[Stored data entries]
* * * * * * *

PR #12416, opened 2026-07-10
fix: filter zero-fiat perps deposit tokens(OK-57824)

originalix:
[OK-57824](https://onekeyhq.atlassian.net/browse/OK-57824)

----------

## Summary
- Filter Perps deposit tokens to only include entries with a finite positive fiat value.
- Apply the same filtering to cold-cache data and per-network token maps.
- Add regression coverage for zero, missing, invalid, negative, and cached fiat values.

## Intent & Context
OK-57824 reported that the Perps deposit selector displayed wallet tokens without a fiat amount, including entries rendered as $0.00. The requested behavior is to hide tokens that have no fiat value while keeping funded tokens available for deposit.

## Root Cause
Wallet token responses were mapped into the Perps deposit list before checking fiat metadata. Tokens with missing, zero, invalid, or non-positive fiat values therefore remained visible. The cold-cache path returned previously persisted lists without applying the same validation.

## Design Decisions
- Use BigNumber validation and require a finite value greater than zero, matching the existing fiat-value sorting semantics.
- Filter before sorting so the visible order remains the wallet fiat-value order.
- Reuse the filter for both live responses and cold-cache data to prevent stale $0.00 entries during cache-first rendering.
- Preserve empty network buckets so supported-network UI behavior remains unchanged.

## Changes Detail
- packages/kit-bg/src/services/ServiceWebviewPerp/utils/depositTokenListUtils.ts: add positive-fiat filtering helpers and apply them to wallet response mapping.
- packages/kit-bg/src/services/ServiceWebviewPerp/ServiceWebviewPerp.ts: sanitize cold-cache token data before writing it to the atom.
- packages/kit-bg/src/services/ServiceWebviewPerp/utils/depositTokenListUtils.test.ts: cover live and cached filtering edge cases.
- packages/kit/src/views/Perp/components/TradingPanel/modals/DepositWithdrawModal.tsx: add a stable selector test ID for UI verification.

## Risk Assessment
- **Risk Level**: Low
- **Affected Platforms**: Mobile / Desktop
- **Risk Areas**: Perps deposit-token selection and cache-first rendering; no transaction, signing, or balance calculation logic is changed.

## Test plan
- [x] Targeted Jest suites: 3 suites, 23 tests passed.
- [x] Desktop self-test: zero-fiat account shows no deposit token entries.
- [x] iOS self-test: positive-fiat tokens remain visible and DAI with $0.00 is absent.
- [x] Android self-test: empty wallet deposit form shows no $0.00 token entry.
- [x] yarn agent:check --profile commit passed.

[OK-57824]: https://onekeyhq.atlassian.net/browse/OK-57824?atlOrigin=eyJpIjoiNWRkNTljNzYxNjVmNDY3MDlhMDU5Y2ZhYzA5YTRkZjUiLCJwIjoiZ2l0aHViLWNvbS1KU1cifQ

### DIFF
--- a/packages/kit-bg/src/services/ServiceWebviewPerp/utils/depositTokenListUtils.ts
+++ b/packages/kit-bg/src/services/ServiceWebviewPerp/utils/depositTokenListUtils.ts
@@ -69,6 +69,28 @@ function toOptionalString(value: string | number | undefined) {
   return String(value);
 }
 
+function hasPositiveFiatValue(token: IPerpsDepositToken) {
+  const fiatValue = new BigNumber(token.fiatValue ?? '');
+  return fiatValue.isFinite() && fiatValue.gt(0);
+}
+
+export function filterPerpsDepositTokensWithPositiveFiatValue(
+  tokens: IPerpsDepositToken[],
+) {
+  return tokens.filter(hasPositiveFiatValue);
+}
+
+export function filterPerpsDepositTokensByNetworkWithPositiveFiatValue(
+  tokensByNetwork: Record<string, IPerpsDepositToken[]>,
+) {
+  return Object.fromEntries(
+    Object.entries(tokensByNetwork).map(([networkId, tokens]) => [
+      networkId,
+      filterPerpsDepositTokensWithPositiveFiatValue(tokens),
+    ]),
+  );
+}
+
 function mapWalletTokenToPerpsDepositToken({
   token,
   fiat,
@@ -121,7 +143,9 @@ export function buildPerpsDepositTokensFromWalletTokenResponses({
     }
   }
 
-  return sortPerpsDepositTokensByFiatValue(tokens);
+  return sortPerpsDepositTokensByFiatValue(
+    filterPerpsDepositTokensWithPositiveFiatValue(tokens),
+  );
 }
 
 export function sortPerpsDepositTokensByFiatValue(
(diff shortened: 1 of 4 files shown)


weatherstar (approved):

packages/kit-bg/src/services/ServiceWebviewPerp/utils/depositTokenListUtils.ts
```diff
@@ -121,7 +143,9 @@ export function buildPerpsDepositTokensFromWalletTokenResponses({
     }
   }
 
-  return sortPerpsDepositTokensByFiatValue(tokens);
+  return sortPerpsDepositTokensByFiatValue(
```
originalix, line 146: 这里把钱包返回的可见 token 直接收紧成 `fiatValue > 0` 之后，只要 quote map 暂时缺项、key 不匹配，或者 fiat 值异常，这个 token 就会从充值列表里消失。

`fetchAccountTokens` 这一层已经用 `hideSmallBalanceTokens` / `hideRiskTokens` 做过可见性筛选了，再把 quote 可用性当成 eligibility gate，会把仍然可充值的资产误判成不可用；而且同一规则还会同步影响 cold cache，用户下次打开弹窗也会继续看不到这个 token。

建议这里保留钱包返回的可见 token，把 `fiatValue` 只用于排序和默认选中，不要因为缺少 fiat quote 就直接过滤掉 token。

* * * * * * *

__Work task__
Return the opening line of the data and every line after it through the line containing "- Filter Perps", please, exactly as written and with nothing added.

__Task result__
PR #12416, opened 2026-07-10
fix: filter zero-fiat perps deposit tokens(OK-57824)

originalix:
[OK-57824](https://onekeyhq.atlassian.net/browse/OK-57824)

----------

## Summary
- Filter Perps deposit tokens to only include entries with a finite positive fiat value.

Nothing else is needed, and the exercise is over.